→ **Aim of the exercise**: Beginning at the line that contains "I think CI is", return every remaining line of the data below exactly; return nothing before it.

───── Records for the task

PR #545, opened 2023-10-13
Make probing a public package.

thetechnick:
### Summary
Moves the `package-operator.run/internal/probing` package to be public under `package-operator.run/pkg/probing`.

### Change Type

Refactoring

### Check List Before Merging


go.mod
```diff
@@ -4,13 +4,14 @@ go 1.20
 
 replace package-operator.run/apis => ./apis
 
+replace package-operator.run/pkg => ./pkg
```
eqrx, line 7: suggest does not work for some reason: 
```
replace (
package-operator.run/apis => ./apis
package-operator.run/pkg => ./pkg
)
```

internal/controllers/objectsetphases/objectsetphase_reconciler.go
```diff
@@ -15,7 +15,8 @@ import (
 
 	corev1alpha1 "package-operator.run/apis/core/v1alpha1"
 	"package-operator.run/internal/controllers"
-	"package-operator.run/internal/probing"
+	internalprobing "package-operator.run/internal/probing"
```
eqrx, line 18: I suppose we still have some code that we do not want to push to the submodule since we do not want to guarantee stability, right?

pkg/probing/fieldsequal.go
```diff
@@ -0,0 +1,43 @@
...
+
+import (
+	"fmt"
+	"strings"
+
+	"k8s.io/apimachinery/pkg/api/equality"
+	"k8s.io/apimachinery/pkg/apis/meta/v1/unstructured"
+)
+
+// FieldsEqualProbe checks if the values of the fields under the given json paths are equal.
```
eqrx, line 11: Do we want to enable docs linters for the probing package? I get that we do not want it in the main module but it could be nice here

eqrx (changes requested):

go.mod
erdii, line 7:
```suggestion
replace (
	package-operator.run/apis => ./apis
	package-operator.run/pkg => ./pkg
```

eqrx: josh managed to add that as an actual suggestion block :D

eqrx (approved):

PR #553, opened 2023-10-18
MTSRE-1571: Fix YAML document split breaks PEM certs

thetechnick:
### Summary
When loading YAML files, we did blindly split on ---, so if someone added a PEM encoded certificate that is using ------ add start/end, we where splitting the document...

This commit changes the behavior to only split if the --- is in it's own line and there are no preceding characters.

### Change Type
Bug Fix

### Check List Before Merging


erdii:
/lgtm

Using a decoder would be nicer though but kube's yaml lib does not have one.

PR #546, opened 2023-10-13
Correctly handle config fields in multi component packages

kostola:
### Summary

Multi-component packages were breaking whenever the root package or one of its components contained `spec.config` in its `manifest.yaml` file.

This PR aims to fix the issue.

### Check List Before Merging

- [ ] This PR passes all pre-commit hook validations.
- [ ] This PR is fully tested and regression tests are included.
- [ ] Relevant documentation has been updated.

PR #568, opened 2023-10-19
Correctly handle config fields in multi component packages

kostola:
### Summary

**IMPORTANT: this PR supersedes #546**

Multi-component packages were breaking whenever the root package or one of its components contained `spec.config` in its `manifest.yaml` file.

This PR aims to fix the issue.

### Check List Before Merging


internal/cmd/tree.go
```diff
@@ -72,7 +72,13 @@ func (t *Tree) RenderPackage(ctx context.Context, srcPath string, opts ...Render
 		return "", fmt.Errorf("loading package contents from folder: %w", err)
 	}
 
-	pkg, err := packagecontent.PackageFromFiles(ctx, t.scheme, files, cfg.Component)
+	// TODO: show all components in the tree
```
thetechnick, line 75: Instead of listing EVERYTHING with tree, wouldn't it make more sense if we add a `--component` flag to the tree command to only render the component in question?
At least that would be more what I would expect to happen.

thetechnick (approved):

internal/cmd/tree.go
kostola: will do in a following PR 👍

PR #570, opened 2023-10-19
Improve our extensive assorted collection of linters 🎩

eqrx:
### Check List Before Merging


.golangci.yaml
```diff
@@ -97,6 +100,7 @@ linters:
   - usestdlibvars
   - wastedassign
   - whitespace
+  - zerologlint
```
erdii, line 103:
```suggestion
```

PR #592, opened 2023-10-23
Replace interface{} usage with any

eqrx:
Replace all occurreces of `interface{}` with `any`. `any` is an alias from `interface{}` and defines more clearly that you want to use "anything" instead of "specifically something that does not need to do anything though"


erdii:
This PR does not pass linting.

robshelly:
:+1: Simple change just replacing interface{} with any but verified anyway by building and deploying some packages.

robshelly (approved):

erdii (dismissed):

thetechnick (approved):

PR #648, opened 2023-11-12
Update pre-commit modules

eqrx:


.pre-commit-config.yaml
```diff
@@ -22,11 +22,6 @@ repos:
     - --autofix
   - id: trailing-whitespace
 
-- repo: https://github.com/dnephin/pre-commit-golang
-  rev: v0.3.5
-  hooks:
-  - id: go-fmt
```
thetechnick, line 28: Why is this removed?
Is it now included with the version upgrade?

eqrx: Hey @thetechnick, gofumpt is already a part of golangci-lint, it uses a superset of what gofmt enforces.

thetechnick (approved):

PR #690, opened 2023-11-17
Add depguard to prevent importing x/exp/(maps|slices)

eqrx:


eqrx:
Noticed that the exp packages are still used for development and contain useful features. Closing.

PR #82, opened 2017-11-15
Replace from_reader impl with MessageRead trait

### LINKED ISSUE #78: Possibility of a MessageRead trait?
This isn't a big problem, but I was wondering if there's any technical reason why from_reader is generated as an independent method rather than on some MessageRead trait.

If it were a trait, it would be possible to simplify reading code - and not have to specify `TypeName::from_reader` as an argument to `BytesReader.read_message`. It would also allow consumers to write generic utility methods useful for all of their messages.

Is there a specific advantage to the way quick-protobuf does this now that I'm not seeing?

daboross:
This has some advantages with clarity in the type system, but the disadvantage of disallowing custom 'read' functions passed to `BytesReader::read_message`.

This also adds a need for a turbofish in some cases of `reader.read_mesage::<TypeName>(...)`.

Really liking the library so far, and hoping this is an overall positive change!

Closes #78.

### DIFF
--- a/README.md
+++ b/README.md
@@ -82,15 +82,17 @@ fn main() {
     // Use the generated module fns with the reader to convert your data into rust structs.
     //
     // Depending on your input file, the message can or not be prefixed with the encoded length
-    // for instance, a *stream* which contains several messages generally split them using this 
+    // for instance, a *stream* which contains several messages generally split them using this
     // technique (see https://developers.google.com/protocol-buffers/docs/techniques#streaming)
     //
     // To read a message without a length prefix you can directly call `FooBar::from_reader`:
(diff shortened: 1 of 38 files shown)


tafia:
Awesome!
I'll have a look asap.

daboross:
Thanks!

Just realized I had a documentation error on MessageRead, just pushed a fix for that.

tafia:
I close this. I have rebased it in #85. Once travis is happy i'll merge it.
Thanks again!

daboross:
Thank you! Will make it nicer to use I hope.

tafia:
yeah!
Just published v0.6.0.

PR #102, opened 2018-07-11
Explicitly mention the usage of pb-rs as a crate

Moxinilian:
When choosing what crate to use for protobuf support, I hesitated to use quick-protobuf as I believed pb-rs was only usable through the command line. When I discovered that it is actually usable as a crate, I had already started to use another crate, that isn't as good as quick-protobuf.

To avoid this to happen again, this PR explicitly mentions in the README.md for pb-rs that it is usable as a crate, alongside a simple example.

### DIFF
--- a/codegen/README.md
+++ b/codegen/README.md
@@ -7,3 +7,24 @@ A simple converter from .proto files into rust quick-protobuf compatible modules
 ```
 pb-rs <file.proto>
 ```
+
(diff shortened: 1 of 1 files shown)


Moxinilian:
I think CI is failing in nightly for something I am not responsible of.

tafia:
Thanks! I'll fix the travis tests asap.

──────────

→ **Exercise result**:
I think CI is failing in nightly for something I am not responsible of.

tafia:
Thanks! I'll fix the travis tests asap.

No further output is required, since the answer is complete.